Really think that I need to upgrade from the Spy


----------



## RCRacer00 (Oct 30, 2002)

Ok Guys, Questions. The rear diff? My spur gear is right up tight to the tire, What's the fix? or did i do something wrong? Next, The Assc. Motor. The arm shaft hits the rear tire/or real close to it. What's up with that? Last, Is there better pinion gears to use that use a set screw instead of press-on? 

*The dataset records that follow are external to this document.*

PR #1299, opened 2025-02-19
Remove get_first_interpretation adn get_every_interpretation

Halbaroth:
As noticed by Basile, this feature is broken in presence of optimization and no one used it. This PR removes these options.

I kept the cli option but it is now a no-op.

### DIFF
--- a/src/bin/common/parse_command.ml
+++ b/src/bin/common/parse_command.ml
@@ -423,7 +423,7 @@ let mk_limit_opt age_bound fm_cross_limit timelimit_interpretation
     `Ok()
 
 let mk_output_opt
-    interpretation objectives_in_interpretation unsat_core
+    model_generation objectives_in_interpretation unsat_core
     output_format model_type () () () ()
   =
   set_infer_output_format (Option.is_none output_format);
@@ -435,7 +435,7 @@ let mk_output_opt
     | None -> Value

I'll be doing some finishing touches tonight on the track, Hopefully we can get some pics up on-line this week. I'm hoping to have an open house/Race soon after the first of the year.


----------



## BudBartos (Jan 1, 1970)

Try flipping the spur gear. the other side may be shorter or try the other tire.don't run it with the gear rubbing or car will pull to one side. You have to cut the shaft on the 370 motors slightly or space out the rear more. The gears are US standard pitch all the other gears out there are metric pitch they will work but may be noisy.


----------



## RCRacer00 (Oct 30, 2002)

BudBartos said:


> Try flipping the spur gear. the other side may be shorter or try the other tire.don't run it with the gear rubbing or car will pull to one side. You have to cut the shaft on the 370 motors slightly or space out the rear more. The gears are US standard pitch all the other gears out there are metric pitch they will work but may be noisy.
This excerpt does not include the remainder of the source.